French people sometimes say that Parisians go to museums as frequently as they go to the bathroom. And with good reason. Museums are as ubiquitous in Paris as taxis are in New York. And not just the big ones like the Louvre and the Musée D’Orsay. Paris has been home to some of the greatest artists in history: Monet, Manet, Renoir, Degas, Pisarro–and those are just the Impressionists. Then there are the Post-Impressionists, the Cubists, the Fauvists, the Abstract Expressionists, not to mention the sculptors, photographers and conceptual artists. Many of their studios have been converted into museums for the benefit of Parisians and visitors alike. Here’s the Untapped guide to the Top 5 Museums that Used to Be Artist’s Studios.
1. Musée Rodin
No trip to Paris is complete without a visit to the Musée Rodin. Though it’s not exactly off the beaten path, it’s definitely worth a visit, just to see the incredible gardens where Rodin’s most famous sculpture Le Penseur sits eternally with his head resting on his closed fist. Built as a hôtel particulier between 1727-1737, the Hôtel Biron was home to many aristocrats and artists before Rodin moved in in 1908. In addition to Rodin’s sculptures, you can also see works by his mistress Camille Claudel. Read what Untapped founder Michelle Young has to say about the Musée Rodin.
Émile-Antoine Bourdelle was a disciple of Rodin and a talented sculptor in his own right. Bourdelle moved into the building whose former address was 16, impasse du Maine in 1885. Toward the end of his life, he imagined turning his home and studio into a museum like Rodin’s, but it was only thanks to the patronage of Gabriel Cognacq, nephew of the Samaritaine’s founder, that his plans were realized. In 1949, the museum opened to the public. Today, you can visit Bourdelle’s studio full of sculptures in marble and bronze, his living quarters and his gardens.
The Musée Zadkine is a mid-twentieth century studio tucked away near the Jardin de Luxembourg. Stepping into the overgrown courtyard is like entering a little oasis where bronze figures throw their arms up toward the heavens. Inside, the studio is drenched in sun thanks to the skylights. In the late afternoon, the sun’s rays shine down on the abstract wooden sculptures that populate the museum. Ossip Zadkine was a Russian modernist sculptor who immigrated to Paris in 1909 to study at L’École des Beaux-Arts. In 1911, his sculptures and drawings were shown at Le Salon des Indépendants. He moved to the house on rue d’Assas in 1929 and made it his studio. His wife turned it into a museum in 1978 according to his wishes.
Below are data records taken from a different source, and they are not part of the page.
PR #728, opened 2023-10-24
Update enum symbol validation to enforce avro spec on the entire symbol

### LINKED ISSUE #727: `parse_schema` allows enum symbols with spaces
According to the Avro spec for [enum symbols](https://avro.apache.org/docs/1.11.1/specification/#enums:~:text=this%20schema%20(optional).-,symbols,-%3A%20a%20JSON%20array), a symbol is not allowed to contain spaces:
>a JSON array, listing symbols, as JSON strings (required). All symbols in an enum must be unique; duplicates are prohibited. Every symbol must match the regular expression [A-Za-z_][A-Za-z0-9_]* (the same requirement as for [names](https://avro.apache.org/docs/1.11.1/specification/#names)).

This was partially addressed in the resolution to issue [551](https://github.com/fastavro/fastavro/issues/551), but misses some edge cases. For instance, the string symbol in the following example has spaces, but `parse_schema` doesn't raise an exception:
```python
import fastavro

if __name__ == '__main__':
    schema = {
        'type': 'record',
        'name': 'test_record',
          "fields": [
            {
                "name": "test_field",
                "type": {
                    "type": "enum",
                    "name": "Test_Field",
                    "symbols": ['string with spaces']
                }
            }
          ]
    }
    fastavro.parse_schema(schema)
```

This is due to the fact that [`re.match`](https://docs.python.org/3/library/re.html#re.match) is used in the [`_validate_enum_symbols`](https://github.com/fastavro/fastavro/blob/master/fastavro/_schema.pyx#L759) method, and `re.match` only enforces a match on the beginning of the string rather than the entire string. So in this case it matches `'string'` and stops. We can see this play out with a dumbed down example:
```python
import re
pattern = '[A-Za-z_][A-Za-z0-9_]*'
print(re.match(pattern=pattern, string='string with spaces'))
# <re.Match object; span=(0, 6), match='string'>
```
Changing `re.match` to [`re.fullmatch`](https://docs.python.org/3/library/re.html#re.fullmatch) yields the desired behavior:
```python
import re
pattern = '[A-Za-z_][A-Za-z0-9_]*'
print(re.fullmatch(pattern=pattern, string='string with spaces'))
# None
```

OffByOnee:
Resolves #727.

`re.match` would return a match if the beginning of the string matched the regex pattern. This allowed ill-formed symbols to pass validation if the beginning of the string complied with the Avro spec. `re.fullmatch` only returns a match if the entire string matches the regex pattern, which yields behavior in line with the Avro spec.

Additionally, note that invoking the `fullmatch` method from a compiled pattern runs approximately 3.6x faster than invoking `fullmatch` from the `re` package and passing the compiled pattern as a parameter. This is likely negligible in the grand scheme of things, but we might as well opt for the faster approach.

Simple benchmark script used to ascertain those results:
```python
import re
import timeit

if __name__ == '__main__':
    symbol = re.compile(r"[A-Za-z_][A-Za-z0-9_]*")
    s = 'string with spaces'

    def test_re():
        return re.fullmatch(symbol, s)

    def test_symbol():
        return symbol.fullmatch(s)

    assert test_re() == test_symbol()

    R = 50
    r = timeit.repeat(stmt='test_re()', repeat=R, globals=globals())
    print(f're.fullmatch: {min(r)}')

    r = timeit.repeat(stmt='test_symbol()', repeat=R, globals=globals())
    print(f'symbol.fullmatch: {min(r)}')

```
which produced:
```
re.fullmatch: 0.4571467499999926
symbol.fullmatch: 0.1259777919995031
```

### DIFF
--- a/fastavro/_schema.pyx
+++ b/fastavro/_schema.pyx
@@ -756,7 +756,7 @@ def fingerprint(parsing_canonical_form, algorithm):
 def _validate_enum_symbols(schema):
     symbols = schema["symbols"]
     for symbol in symbols:
-        if not isinstance(symbol, str) or not re.match(SYMBOL_REGEX, symbol):
+        if not isinstance(symbol, str) or not SYMBOL_REGEX.fullmatch(symbol):
             raise SchemaParseException(
                 "Every symbol must match the regular expression [A-Za-z_][A-Za-z0-9_]*"
             )
--- a/fastavro/_schema_py.py
+++ b/fastavro/_schema_py.py
@@ -1035,7 +1035,7 @@ def fingerprint(parsing_canonical_form: str, algorithm: str) -> str:
 def _validate_enum_symbols(schema):
     symbols = schema["symbols"]
     for symbol in symbols:
-        if not isinstance(symbol, str) or not re.match(SYMBOL_REGEX, symbol):
+        if not isinstance(symbol, str) or not SYMBOL_REGEX.fullmatch(symbol):
             raise SchemaParseException(
                 "Every symbol must match the regular expression [A-Za-z_][A-Za-z0-9_]*"
             )
--- a/tests/test_schema.py
+++ b/tests/test_schema.py
@@ -1110,7 +1110,7 @@ def test_explicit_null_namespace_2():
     assert parsed_schema["name"] == "my_schema"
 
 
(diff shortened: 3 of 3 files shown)


scottbelden:
Thanks!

Though Delacroix’s most famous paintings are housed at The Louvre, his home and studio on Place Furstenberg is a beautiful little enclave that will give you some insight into the legendary painter’s life. He is credited with inspiring the Impressionists with his bold use of color and expressive brushstrokes. Though he is most famous for his 1830 masterpiece Lady Liberty Leading the People, he also produced some beautiful paintings inspired by his travels in North Africa. In the museum, you can see not only his paintings and drawings, but also the trinkets he collected on his travels.
Though he quit school at L’École des Beaux-Arts, Gustave Moreau created an incredible collection of over 8,000 paintings which are now housed in his former home and studio. Moreau’s style was inspired by Delacroix’s use of vibrant colors and dramatic figures, as well as by the Italian masters whose works he came to know during the years he lived in Italy. He was invited to Compiègne by Napoleon III and became a Knight of the Legion of Honor. He eventually taught at the École des Beaux-Arts and inspired the next generation of painters, including Matisse and Vlaminck. Though his early paintings are full of Biblical, mythological and literary references, his style evolved towards a more symbolist style of painting, as you can see in the museum.